CyberChef — Data Transformation Toolkit
A browser-based toolbox for encoding, decoding, hashing, parsing, formatting, compressing, and hundreds of other data operations. Occasionally indispensable for data cleaning, format conversion, or inspecting encoded text. Run by GCHQ (open source).
mkdir -p ~/cyberchef
nano ~/cyberchef/docker-compose.yml
services:
cyberchef:
image: ghcr.io/gchq/cyberchef:latest
container_name: cyberchef
ports:
- "127.0.0.1:8817:80"
- "YOUR_TAILSCALE_IP:8817:80"
restart: unless-stopped
cd ~/cyberchef && docker compose up -d
Access: http://YOUR_TAILSCALE_IP:8817
No account, no state — it’s a static web app. Drag operations into the recipe pane, paste input, get output.
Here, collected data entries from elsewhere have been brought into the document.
Issue #134, opened 2026-04-13
Allow creating users with resetpass flag


hieu2102:
mentioned in the comments of #82; If we don't allow creating users without a password, then it will make modules that override the authentication flow (e.g valkey-ldap) unusable

sandeepkunusoth:
We need to add these users with resetpass by default

jdheyburn:
We can create users without passwords via the `NoPassword` field.  I'm not familiar with the valkey-ldap module. How does that relate to user ACLs @hieu2102?

> We need to add these users with resetpass by default

@sandeepkunusoth Why would resetpass help here?

sandeepkunusoth:
@jdheyburn if we create users with nopass anybody can login without password unless we restrict these within modules. so by default where we dont want users to login with password, we should set it as resetpass instead of nopass for custom auth like OAuth token based auth or ldap or mtls.  https://valkey.io/topics/acl/#:~:text=Note%3A%20if%20a%20user%20is%20not%20flagged%20with%20nopass%20and%20has%20no%20list%20of%20valid%20passwords%2C%20that%20user%20is%20impossible%20to%20authenticate%20via%20password.%20Such%20users%20can%20still%20be%20authenticated%20through%20mTLS%20certificate%20fields%20if%20tls%2Dauth%2Dclients%2Duser%20is%20enabled.

jdheyburn:
Okay thanks for the context. So `resetpass` is required to be set on a user for valkey-ldap to work? Do we need to support `ResetPassword` on the UserACLs config then? Do we expect the human to add in users to the UsersACLs to allow them to work with ldap? I'm not familiar with that flow.

@hieu2102 Does the name of the issue need to be changed? Since "Create user even if no password is provided" can be achieved today via `NoPassword`.

jdheyburn:
ACLs have a `permissions` field, so perhaps this could be achieved with the use of `permissions: "resetpass"`?

Is the ask to have resetpass as a supported field in the CRD?

sandeepkunusoth:
permission list is different from resetpass. i think by default user should have resetpass whenever user doesn't have nopass or specific password assigned.

bjosv:
Fixed by #166

PR #166, opened 2026-05-07
add resetpass to UserAclSpec

hieu2102:
This PR closes <Issue #134>

### Summary

This PR adds the `ResetPass` flag to `v1alpha1.UserAclSpec`

If `ResetPass` is true, it will skip the other authentication-related flag (`PasswordSecret`, `NoPassword`)

Since when setting that flag, Valkey will also remove the other two

```
127.0.0.1:6379> acl setuser test on >hello +@admin
OK

127.0.0.1:6379> acl list 
2) "user test on sanitize-payload #2cf24dba5fb0a30e26e83b2ac5b9e29e1b161e5c1fa7425e73043362938b9824 resetchannels alldbs -@all +@admin"

127.0.0.1:6379> acl setuser test resetpass
OK

127.0.0.1:6379> acl list
2) "user test on sanitize-payload resetchannels alldbs -@all +@admin"
```

```
127.0.0.1:6379> acl setuser test nopass
OK

127.0.0.1:6379> acl list 
2) "user test on nopass sanitize-payload resetchannels alldbs -@all +@admin"

127.0.0.1:6379> acl setuser test resetpass
OK

127.0.0.1:6379> acl list 
2) "user test on sanitize-payload resetchannels alldbs -@all +@admin"

```

### Implementation
Add the field `ResetPass` to `v1alpha1.UserAclSpec`, default value is false

### Limitations
N/A

### Testing
- add unit test to verify if `ResetPass` is added, the ACL entry is created with no password or `nopass` flag
- add additional checks to e2e-test to verify the flag is passed correctly from yaml config 

### Checklist


config/samples/v1alpha1_valkeycluster-with-user.yaml
```diff
@@ -50,6 +50,11 @@ spec:
           - davidnew
       commands:
         allow: ["@admin"]
+    - name: edward
+      enabled: true
+      resetpass: true
+      nopass: true
```
bjosv: Should we remove `nopass` in this example/sample since its ignored now?
`If ResetPass is true, it will skip the other authentication-related flag (PasswordSecret, NoPassword)`

..and don't we need to change the check in `fetchUserPasswords` too?
Maybe I have missed something.

hieu2102: >Should we remove nopass in this example/sample since its ignored now?

about this, I leave it in to test the value is ignored if we set `resetpass`, will add a comment about it to be clearer

internal/controller/users.go
```diff
@@ -226,11 +226,14 @@ func buildUserAcl(user valkeyiov1alpha1.UserAclSpec, passwords []string) string
...
-	} else {
-		appendAcl(&acl, passwords, "#")
+	// If resetpass flag is false, then add password(s)/nopass flag to the ACL
+	if !user.ResetPass {
+		// If enabled, append password(s), which should already be prefix-hashed
+		if user.NoPassword {
+			fmt.Fprintf(&acl, " nopass")
+		} else {
+			appendAcl(&acl, passwords, "#")
+		}
```
sandeepkunusoth, line 236: is resetpass added when its enabled?

```
if user.ResetPass {
    fmt.Fprintf(&acl, " resetpass")
}
```

hieu2102: no, when `ACL LIST`ing after setting the `resetpass` flag, valkey wont show it
```
127.0.0.1:6379> acl setuser test resetpass
OK

127.0.0.1:6379> acl list
2) "user test on sanitize-payload resetchannels alldbs -@all +@admin"
```

So I just skip auth-related flags if `resetpass` is enabled

config/samples/v1alpha1_valkeycluster-with-user.yaml
bjosv: Ah, ok. I was thinking that this file is placed in the samples directory, and might be used as a reference.
So in that case it would be nice to have it as correct as possible.
Optionally this specific scenario could be checked by a specific testcase instead.

hieu2102: Make sense, let me remove it then

hieu2102:
the CICD e2e-tests failed on the metrics reporter tests, should I wait for #173 to be merged first?

bjosv:
> the CICD e2e-tests failed on the metrics reporter tests, should I wait for #173 to be merged first?

Exactly, it hit the issue fixed by #173, I re-ran the test to see if we hit anything else

test/e2e/valkeycluster_test.go
```diff
@@ -476,13 +476,104 @@ spec:
...
 					ContainSubstring("user david on"),
+					ContainSubstring("user edward on"),
 					ContainSubstring("user _exporter on"),
 					ContainSubstring("user _operator on"),
 				))
 			}
 			Eventually(verifyCreatedUsers).Should(Succeed())
 		})
 
+		It("skips authentication configs if user is created with resetpass flag", Label("authentication", "resetpass"), func() {
```
sandeepkunusoth: nit: instead of adding new e2e test can we update exisitng e2e test It("creates a cluster with custom users"

we can assert here nopass not to be present for resetpass users and nopass present for resetpass disabled users. as its specific to users this can be convered in exisitng tests. i feel creating seperate cluster for this is not neccessary

hieu2102: So update the existing test to use hard-coded YAML instead of reading from the sample folder? @bjosv's comment that we should keep the sample files as correct as possible, since they are more likely to be used as starting points for users

sandeepkunusoth: i dont think any changes required in sample users  yaml as it will anyway contain all types of users examples

test/e2e/valkeycluster_test.go
```diff
@@ -476,13 +476,104 @@ spec:
...
+				g.Expect(err).NotTo(HaveOccurred())
+
+				g.Expect(cr.Status.State).To(Equal(valkeyiov1alpha1.ClusterStateReady))
+				g.Expect(cr.Status.Shards).To(Equal(int32(1)))
+				g.Expect(cr.Status.ReadyShards).To(Equal(int32(1)))
+
+			}
+			Eventually(verifyCrStatus, 5*time.Minute, 2*time.Second).Should(Succeed())
+
+			By("verifying created usuers")
```
bjosv:
```suggestion
			By("verifying created users")
```

test/e2e/valkeycluster_test.go
```diff
@@ -476,13 +476,104 @@ spec:
...
+			verifyCrStatus := func(g Gomega) {
+				cr, err := utils.GetValkeyClusterStatus(valkeyClusterName)
+				g.Expect(err).NotTo(HaveOccurred())
+
+				g.Expect(cr.Status.State).To(Equal(valkeyiov1alpha1.ClusterStateReady))
+				g.Expect(cr.Status.Shards).To(Equal(int32(1)))
+				g.Expect(cr.Status.ReadyShards).To(Equal(int32(1)))
+
+			}
+			Eventually(verifyCrStatus, 5*time.Minute, 2*time.Second).Should(Succeed())
```
bjosv: 1 shard and 5 minutes seems long, but maybe its needed? or can default 2 min be enough?
```suggestion
			Eventually(verifyCrStatus).Should(Succeed())
```

test/e2e/valkeycluster_test.go
```diff
@@ -476,13 +476,104 @@ spec:
...
+				output, err := utils.Run(cmd)
+				g.Expect(err).NotTo(HaveOccurred())
+
+				cmd = exec.Command("kubectl", "delete", "pod", "client",
+					"--wait=true", "--timeout=30s")
+				_, err = utils.Run(cmd)
+				g.Expect(err).NotTo(HaveOccurred())
+
+				g.Expect(output).To(SatisfyAll(
+					ContainSubstring("user alice on"),
```
bjosv: Since we only check a substring; cant the string also contain `nopass` or `#...` after `on`, and we pass the test anyway?

test/e2e/valkeycluster_test.go
bjosv: I guess this PR needed a test to make sure a `resetpass` skipped generating a `nopass`, even when configured so.
To me the added unittest in TestBuildAclFileContents could be good enough. It makes sure there is no `nopass`.
@sandeepkunusoth so you only wanted to add new assert to the existing e2e test "creates a cluster with custom users" and remove this then?

bjosv (approved):
Nice!

jdheyburn (approved):
LGTM too. I don't have the greatest context on how this is then used in LDAP, but happy to get this in so that we can iterate on it 👍🏻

Everything runs in your browser; the server just hosts the static files.
Health monitor addition:
("CyberChef", "~/cyberchef", ["cyberchef"]),
~10 MB RAM.
Full Port Summary (All Services)
| Port | Service | Status |
|---|---|---|
| 51820/udp | WireGuard | Core |
| 51821/tcp | wg-easy admin | Core (SSH tunnel) |
| 80/tcp | Pi-hole dashboard | Core (SSH tunnel) |
| 8090/tcp | Miniflux | Core (Tailscale) |
| 8888/tcp | Kiwix | Core (Tailscale) |
| 8585/tcp | Gutenberg Search | Core (Tailscale) |
| 8484/tcp | Stirling PDF | Core (Tailscale) |
| 3001/tcp | Uptime Kuma | Optional (Tailscale) |
| 2586/tcp | Ntfy | Optional (Tailscale) |
| 3300/tcp | Gitea | Optional (Tailscale) |
| 5000/tcp | Excalidraw | Optional (Tailscale) |
| 8443/tcp | PrivateBin | Optional (Tailscale) |
| 8817/tcp | CyberChef | Optional (Tailscale) |
All optional services combined add ~185 MB RAM. On a 4 GB VPS, this is feasible alongside the core stack but monitor memory usage if you install several.